Formed in 1899, Perth is the fourth-oldest of the nine WAFL clubs. The club played its early football in the Perth First Rate Junior Competition before replacing Rovers mid-way during the 1899 WAFA season after Rovers was unable to continue.[1] The club enjoyed success in the latter part of the 1900s, winning its first premiership in controversial circumstances in 1907: the club originally lost the grand final against East Fremantle by five points, but this was amended to a one-point victory after Perth successfully protested that the free kick from which one of East Fremantle's goals was scored was awarded after the half time bell. The two clubs faced each other again in the 1908 and 1909 grand finals, East Fremantle victorious on both occasions.
Perth remained competitive for the following decade despite a brief lapse that saw them fall to last in 1912. In the 1915 Grand Final they dominated against Subiaco but could not convert, losing a low-scoring game 2.7 (19) to 3.3 (21). During the war years Perth continued to be prominent, finishing third in each of 1916, 1917 and 1918, but following the end of the war Perth (or Victoria Park as they were known in 1934 and 1935) was to have a long period in the doldrums. In the twenty-five open-age seasons from 1919 to 1946 Perth played in the finals only three times for just one win over East Perth in 1934. This record is made much worse by the fact that up to 1925 before Claremont-Cottesloe were admitted four of six teams played off and to 1933 four of seven did so. From 1921 to 1923 the club suffered the ignominy of a hat-trick of wooden spoons, and though it became more competitive in the ensuing decade only in 1927, 1934 and 1939 did the Redlegs win more games than they lost. Despite the team's lack of collective success, Perth in the inter-war years was home to a number of outstanding players, including ruckman/forward Doug Oliphant, pacy centreman Cyril Hoft and full-forwards Alan Evans (who against East Fremantle in 1921 kicked thirteen of fourteen goals[2]) and Albert Gook.
Despite its failures at senior level up to 1946, Perth reached the preliminary final of the 1944 underage competition, and aided by inequitable metropolitan zoning,[4][a] this group of young players allowed the club to become finals regulars along with West Perth, South Fremantle and East Fremantle from 1947 to 1951. Perth eventually settled as third in the WANFL pecking order during this period, and surprisingly even took a first-ever minor premiership in 1949 before making its first grand final for thirty-four years, only to lose to a more hardened West Perth. In 1950 they reversed the 1949 Grand Final result against the Cardinals but lost narrowly to an inaccurate South Fremantle in the premiership decider.
The next four years saw Perth decline somewhat, winning only six games in 1952 and being unconvincing against the might of South Fremantle and West Perth in the other three seasons. However, with champion ruckman Merv McIntosh desperate to see his team with a premiership, Perth under experienced former Carlton centreman Ern Henfry and captain Keith Harper, improved in 1955 to win fourteen of twenty minor round games and defeat the Cardinals in the first semi-final.
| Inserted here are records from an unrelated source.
PR #81, opened 2021-03-24
Feature/DEV-8377: Disable scroll and touch zoom on entry viewer images

hbalenda:
Changes:
- Disable scroll and touch zoom on entry viewer images
- Refactor `createMap` to accept a Leaflet options object


mphstudios (approved):
this is nice

PR #82, opened 2021-03-25
Feature/DEV-8373: Fix spinner and update processing message

hbalenda:
Changes:
- Uses `execa` for image tiler command to prevent spinner from freezing
- Adds message indicating process may take a long time to complete, though the messaging will be further improved in a subsequent PR.


mphstudios (approved):
@hbalenda this approach to getting it all working again looks good. For future refactoring, when slicing the images pass the `error` thrown as an argument to the `catch` block and push the image name, path, error message onto an errors array that we can iterate through and display at the end of the process.

PR #771, opened 2024-10-10
Check if controlPlaneEndpoint can accept join requests

makhov:
Adding a probe on k0s api port to check, if the control plane LB has this port open. Some LBs open only kubernetes API port, so they can't be used for joining controllers. On the other hand, we can't always use the machine's address, since some providers report addresses incorrectly

### DIFF
--- a/internal/controller/bootstrap/controlplane_bootstrap_controller.go
+++ b/internal/controller/bootstrap/controlplane_bootstrap_controller.go
@@ -20,6 +20,7 @@ import (
 	"context"
 	"errors"
 	"fmt"
+	"net/http"
 	"net/netip"
 	"sort"
 	"strings"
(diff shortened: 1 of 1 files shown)


internal/controller/bootstrap/controlplane_bootstrap_controller.go
```diff
@@ -595,6 +594,29 @@ func mergeControllerExtraArgs(scope *ControllerScope) []string {
...
 }
 
+func (c *ControlPlaneController) detectJoinHost(ctx context.Context, scope *ControllerScope, firstControllerMachine *clusterv1.Machine) (string, error) {
+	httpClient := &http.Client{
+		Transport: c.RESTConfig.Transport,
+		Timeout:   time.Second,
+	}
+
+	// TODO: fix hardcoded port
+	port := "9443"
```
apedriza, line 604: nit: worth use a `const` for k0s api port?

apedriza (approved):

PR #774, opened 2024-10-14
Add missing K0sControlPlane status fields and refactor status calc

jnummelin:
`K0sControlPlane` was missing some required status fields relating to replicas. https://cluster-api.sigs.k8s.io/developer/providers/control-plane?search=pause#required-status-fields-for-implementations-using-replicas

While this doesn't really break anything when using this in "standalone" fashion, e.g. without ClusterClass, things go south when using with ClusterClass. What happens is that when the CAPI topology controller does not see the expected fields, it'll determine that the CP is still scaling up and hence prevents users from upgrading CP via CC.

Previously we dropped the k0s version suffix from the Machines, in this PR we change it to always include the suffix if given in the CP version. This is to allow e.g. `v1.30.0+k0s.0` --> `v1.30.0+k0s.1` type upgrades.


internal/controller/controlplane/status.go
```diff
@@ -0,0 +1,195 @@
...
+
+	machineVersion := *machine.Spec.Version
+	kcpVersion := ver
+
+	// If either of the versions is missing the suffix, we need to add it
+	// But take the suffix from kcp version if present
+	kcpSuffix := getVersionSuffix(kcpVersion)
+	if kcpSuffix == "" {
+		kcpVersion = kcpVersion + "+k0s.0"
+		kcpSuffix = "k0s.0"
```
apedriza, line 59:
```suggestion
                kcpSuffix = "k0s.0"
		kcpVersion = kcpVersion + kcpSuffix
```
nit: I think less error prone

jnummelin:
Thanks @apedriza , pushed the suggested changes

internal/controller/controlplane/status.go
```diff
@@ -0,0 +1,185 @@
...
+	kcp.Status.Replicas = int32(len(machines))
+	readyReplicas := 0
+	updatedReplicas := 0
+	unavailableReplicas := 0
+	// Count the machines in different states
+	for _, machine := range machines {
+		// TODO Do we need to distinguish between Running and Provisioned
+		// when we run ctrl node without --enable-worker?
+		switch machine.Status.Phase {
+		case string(clusterv1.MachinePhaseRunning):
```
makhov, line 90: We need to add `string(clusterv1.MachinePhaseProvisioned)` as well here. 
Otherwise, the status looks like this:
```
    ready: true
    readyReplicas: 0
    replicas: 3
    selector: cluster.x-k8s.io/cluster-name=aws-test-cluster,cluster.x-k8s.io/control-plane
    unavailableReplicas: 3
    updatedReplicas: 3
    version: v1.30.1+k0s.0
```

jnummelin: Pushed handling for this, PTAL

internal/controller/controlplane/status.go
```diff
@@ -0,0 +1,188 @@
...
+	unavailableReplicas := 0
+	// Count the machines in different states
+	for _, machine := range machines {
+		switch machine.Status.Phase {
+		case string(clusterv1.MachinePhaseRunning):
+			readyReplicas++
+		case string(clusterv1.MachinePhaseProvisioned):
+			// If we're running without --enable-worker, the machine will never transition
+			// to running state, so we need to count it as ready when it's provisioned
+			if !kcp.WorkerEnabled() {
```
makhov, line 92: The only thing, that if the worker is enabled, it'll still hit this case and won't be counted for unavailableReplicas

jnummelin: Good catch. Pushed a commit fixing this

makhov (approved):

PR #778, opened 2024-10-15
Add machine names as etcd name

### LINKED ISSUE #768: clean up controlnodes and etcdmembers after Machine removal
if a Machine is deleted, the reference to its controlnode persists as does its etcdmember.

### How to repro:
1. Deploy https://github.com/k0sproject/k0smotron/blob/main/inttest/capi-controlplane-docker/capi_controlplane_docker_test.go#L212
2. Once environment is ready,  delete a Machine related to a controller
3. Check controlnode and etcmember persists by executing:
`k0s kubectl get controlnodes` 
`k0s etcd member-list` 

ref: https://docs.k0sproject.io/v1.28.4+k0s.0/remove_controller/

apedriza:
Partially fix #768

### DIFF
--- a/internal/controller/bootstrap/controlplane_bootstrap_controller.go
+++ b/internal/controller/bootstrap/controlplane_bootstrap_controller.go
@@ -52,6 +52,7 @@ import (
 	bootstrapv1 "github.com/k0sproject/k0smotron/api/bootstrap/v1beta1"
 	"github.com/k0sproject/k0smotron/internal/cloudinit"
 	kutil "github.com/k0sproject/k0smotron/internal/util"
+	"github.com/k0sproject/version"
 )
 
 type ControlPlaneController struct {
@@ -62,6 +63,8 @@ type ControlPlaneController struct {
 }
 
 const joinTokenFilePath = "/etc/k0s.token"
+
+var minVersionForETCDName = version.MustParse("v1.31.1+k0s.0")
 
 // +kubebuilder:rbac:groups=bootstrap.cluster.x-k8s.io,resources=k0scontrollerconfigs,verbs=get;list;watch;create;update;patch;delete
 // +kubebuilder:rbac:groups=bootstrap.cluster.x-k8s.io,resources=k0scontrollerconfigs/status,verbs=get;list;watch;create;update;patch;delete
@@ -155,6 +158,7 @@ func (c *ControlPlaneController) Reconcile(ctx context.Context, req ctrl.Request
 	)
 
 	if config.Spec.K0s != nil {
+
 		nllbEnabled, found, err := unstructured.NestedBool(config.Spec.K0s.Object, "spec", "network", "nodeLocalLoadBalancing", "enabled")
 		if err != nil {
 			return ctrl.Result{}, fmt.Errorf("error getting nodeLocalLoadBalancing: %v", err)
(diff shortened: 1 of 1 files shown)


internal/controller/bootstrap/controlplane_bootstrap_controller.go
```diff
@@ -154,6 +154,18 @@ func (c *ControlPlaneController) Reconcile(ctx context.Context, req ctrl.Request
 	)
 
 	if config.Spec.K0s != nil {
+		storage, found, err := unstructured.NestedMap(config.Spec.K0s.Object, "spec", "storage", "etcd")
+		if err != nil {
+			return ctrl.Result{}, fmt.Errorf("error retrieving storage.etcd: %w", err)
+
+		}
+		if found && storage != nil {
```
makhov, line 162: We probably need to set it even if it's not found in the original config

apedriza: yes, I added a check to set it always if kind storage is not set

makhov (approved):

apedriza:
`capi-controlplane-docker` test failing. Converting PR to draft until fix it

internal/controller/bootstrap/controlplane_bootstrap_controller.go
```diff
@@ -155,6 +156,25 @@ func (c *ControlPlaneController) Reconcile(ctx context.Context, req ctrl.Request
 	)
 
 	if config.Spec.K0s != nil {
+
+		minVersionForETCDName := version.MustParse("v1.31.1+k0s.0")
```
makhov, line 160: let's move it to the beginning of the file to some var to avoid calling `MustParse` on each reconciliation.

internal/controller/bootstrap/controlplane_bootstrap_controller.go
```diff
@@ -155,6 +156,25 @@ func (c *ControlPlaneController) Reconcile(ctx context.Context, req ctrl.Request
...
+		currentKCPVersion := version.MustParse(config.Spec.Version)
```
makhov, line 161: It's shouldn't happen, but just to be safe, let's return an error instead of panic here

internal/controller/bootstrap/controlplane_bootstrap_controller.go
```diff
@@ -155,6 +156,25 @@ func (c *ControlPlaneController) Reconcile(ctx context.Context, req ctrl.Request
 	)
 
 	if config.Spec.K0s != nil {
```
makhov, line 158: A few thoughts:
- Should we set the field even if user didn't provide us any custom k0s config?
- At the end of this if statement, we call `kutil.ReconcileDynamicConfig`, but we probably need to remove the etcd node name from the DynamicConfig. 
- Should the most of the code of this statement be in the control plane controller instead of bootstrap controller?

apedriza: > * Should we set the field even if user didn't provide us any custom k0s config?

Agree. It is already used etcd node name as default value if kine is not set so I think is safe assume that. Added
> * At the end of this if statement, we call `kutil.ReconcileDynamicConfig`, but we probably need to remove the etcd node name from the DynamicConfig.

Im not sure if I follow your point. It is not removed `spec.storage` in `kutil.ReconcileDynamicConfig` from the DynamicConfig?
> * Should the most of the code of this statement be in the control plane controller instead of bootstrap controller?

If you mean to move most of the logic to the place when we create `bootstrapv1.K0sControllerConfig` Im ok with that. But I think that change should be done carefully, Im not sure exactly what it might imply rn. Maybe addressing that refactoring in another PR makes more sense, wdyt?

makhov: > Im not sure if I follow your point. It is not removed spec.storage in kutil.ReconcileDynamicConfig from the DynamicConfig?

Sorry, missed it. Yeah, that's good then. 

> Maybe addressing that refactoring in another PR makes more sense, wdyt?

Sorry, I was not clear enough: of course, it's better to do it in a separate PR.

apedriza: https://github.com/k0sproject/k0smotron/issues/798

makhov (approved):

PR #788, opened 2024-10-21
Inttest/capi clusterclass recreate upgrade

jnummelin:
This PR adds a CAPI related test for ClusterClass and upgrading a cluster via `Cluster` topology

Builds currently on top of #774 , once that lands I'll rebase. For now look at the last commit only. 😄

### DIFF
--- a/inttest/capi-docker-clusterclass-recreate-upgrade/capi_docker_clusterclass_test.go
+++ b/inttest/capi-docker-clusterclass-recreate-upgrade/capi_docker_clusterclass_test.go
@@ -1,0 +1,420 @@
+/*
+Copyright 2023.
+
+Licensed under the Apache License, Version 2.0 (the "License");
+you may not use this file except in compliance with the License.
+You may obtain a copy of the License at
+
+    http://www.apache.org/licenses/LICENSE-2.0
+
+Unless required by applicable law or agreed to in writing, software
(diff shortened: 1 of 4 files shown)


apedriza:
I think we need to add this test to CI

jnummelin:
> I think we need to add this test to CI

Absolutely. For some reason my brain was telling me that if I add it to `inttest/Makefile.variables` it'll be picked up. 🤦

inttest/capi-docker-clusterclass-recreate-upgrade/capi_docker_clusterclass_test.go
```diff
@@ -0,0 +1,420 @@
...
+	// Update the cluster and wait for the reported version to change
+	s.T().Log("updating cluster")
+	cluster, err := util.GetCluster(s.ctx, s.client, "docker-test-cluster", "default")
+	s.Require().NoError(err)
+
+	cluster.Spec.Topology.Version = "v1.30.1"
+	err = util.UpdateCluster(s.ctx, s.client, cluster)
+	s.Require().NoError(err)
+
+	s.T().Log("waiting for control-plane nodes to be updated")
```
apedriza, line 210: Is it worth checking that the worker nodes are also updated with new version?

apedriza (approved):

PR #789, opened 2024-10-22
Fix machine implementation updating

makhov:
Merge and patch existing machine objects to avoid owner conflict and/or admission webhook issues

### DIFF
--- a/internal/controller/controlplane/helper.go
+++ b/internal/controller/controlplane/helper.go
@@ -134,10 +134,17 @@ func (c *K0sController) createMachineFromTemplate(ctx context.Context, name stri
 		return nil, err
 	}
 
-	resourceType := strings.ToLower(machineFromTemplate.GetKind()) + "s"
+	pluralName := ""
+	resList, _ := c.ClientSet.Discovery().ServerResourcesForGroupVersion(existingMachineFromTemplate.GetAPIVersion())
+	for _, apiRes := range resList.APIResources {
+		if apiRes.Kind == existingMachineFromTemplate.GetKind() && !strings.Contains(apiRes.Name, "/") {
+			pluralName = apiRes.Name
+			break
+		}
+	}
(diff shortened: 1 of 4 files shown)


internal/controller/controlplane/helper.go
```diff
@@ -102,12 +103,45 @@ func (c *K0sController) createMachineFromTemplate(ctx context.Context, name stri
...
+	spec, _, _ := unstructured.NestedMap(existingMachineFromTemplate.Object, "spec")
+	patch := unstructured.Unstructured{Object: map[string]interface{}{
+		"spec": spec,
+	}}
+	data, err := patch.MarshalJSON()
+	if err != nil {
+		return nil, err
+	}
+
+	resourceType := strings.ToLower(machineFromTemplate.GetKind()) + "s"
```
apedriza, line 137: wdyt about find the apiresource.Name using resource kind and rely on the crd plural?

internal/controller/controlplane/k0s_controlplane_controller.go
```diff
@@ -61,9 +62,10 @@ var ErrNewMachinesNotReady = fmt.Errorf("waiting for new machines")
 
 type K0sController struct {
 	client.Client
-	Scheme     *runtime.Scheme
-	ClientSet  *kubernetes.Clientset
-	RESTConfig *rest.Config
+	Scheme        *runtime.Scheme
+	ClientSet     *kubernetes.Clientset
+	DynamicClient dynamic.Interface
```
apedriza, line 67: do we need `DynamicClient` ?

makhov: Not anymore. Removed it, thanks!

internal/controller/controlplane/helper.go
makhov: Changed it to more reliable way

apedriza (approved):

They then upset South by twelve points and came back on a windy day to defeat East Fremantle by two points in the 1955 WANFL Grand Final for their first premiership in forty-eight years. McIntosh crowned his last game winning the Simpson Medal for best on field.
In the following four years Perth remained a force – most notably in nearly keeping East Perth goalless on a rain-drenched WACA in early 1956[5] – but could never overcome the Royals or East Fremantle in the finals. In order to draw closer to their metropolitan recruiting zone on the southern side of the Swan River, the club moved in 1959 to a new home at Lathlain Park. Their first game there was on Anzac Day and they beat Swan Districts, but that year ended ingloriously against Subiaco – for years the WANFL's "chopping block" – who in their first final since Perth's rise to power in 1947 kicked an amazing 16.8 (104) in the third quarter.
1960s and 1970s dynasties
Perth took a while to recover from this caning and finished seventh, sixth and sixth in the following three seasons, but aided by a vigorous junior football council and strong support from local businesses, the Demons soon returned as a force despite twice failing in the finals in 1963 and 1964 and dropping to fifth in 1965 with ten wins from twenty-one games.
The appointment of Malcolm Atwell as captain-coach in 1966 was at first controversial, but with such young players as Barry Cable, Perth more than fulfilled the most sanguine expectations. The Demons thrashed South Fremantle by 143 points in the opening game and from then on were always the team to beat, scoring a 16-point win over East Perth in the 1966 Grand Final. The next year, in 1967, the same clubs played off with a similar result – with the margin stretched to 18 points. Then in 1968 it was Perth, again over East Perth, by 24 points. In each case Perth was led by Atwell, with Cable collecting three Simpson Medals for brilliant best-on-ground roving performances. In 1970 the Demons were favoured to win a fourth flag in five years, but were convincingly upset by South Fremantle despite having more scoring shots.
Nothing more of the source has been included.